The cutoff for dupes is a year or so:

Fear not, however:
[https://news.ycombinator.com/item?id=23322730](https://news.ycombinator.com/item?id=23322730)
is there to fill your AMP-fighting needs.

------
SamWhited
I disallow my blog from being indexed by Google. While they obviously don't
care, and really all it does it deny me a large percentage of my traffic (it's
a small personal blog, so it doesn't hurt me), if enough people do it or if
even one of my posts gets popular for some reason and people are looking for
it, Googles results suffer. This seems like a good protest. I always encourage
people to put a "No AMP" link at the bottom of their blog or similar, deny
Google in robots.txt, and link it to a post or page that explains why you're
no longer allowing Google (this one is good: [https://uglyduck.ca/dear-google-
im-blocking-you-from-my-webs...](https://uglyduck.ca/dear-google-im-blocking-
you-from-my-website/)).

------
mdoms
I have to disagree with his final suggestion, lazy loading images for a faster
load.
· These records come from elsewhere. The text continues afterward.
PR #49, opened 2021-09-15
Tag/update group label

mimoham24:
# Overview
update tag group label
## What I've done
I've created a mutation to update tag group label
## How I tested
dummy data


schema.graphql
```diff
@@ -1486,6 +1496,7 @@ type Mutation {
   # Tag
   createTagItem(input: CreateTagItemInput!): CreateTagItemPayload
   createTagGroup(input: CreateTagGroupInput!): CreateTagGroupPayload
+  renameTagGroup(input: RenameTagGroupInput!): RenameTagGroupPayload
```
rot1024, line 1499:
```suggestion
  updateTag(input: UpdateTagInput!): UpdateTagPayload
```

"updateTag" is better because:

- We can omit work to manage 2 similar mutations (renameTagGroup and renameTagIItem)
- For now, there are not different between tag items and tag groups for fields users want to update (label only)
- If a user-updatable tag field is added to tags in the future, this mutation will no longer just rename tags

Rename usecase layer also.

rot1024 (changes requested):

HideBa (approved):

In my opinion, unless your page is extremely image heavy, lazy loading
images causes more problems than it solves. It's a janky and annoying user
experience every time I scroll a Medium post and have to wait a few seconds
waiting for a big blurry square to pop into an image. I would much rather that
stuff was loading eagerly and ready for me when I scroll.

Not to mention, knowing about their ecosystem, I shudder to think of the size
of some of these JS libraries performing the lazy loading.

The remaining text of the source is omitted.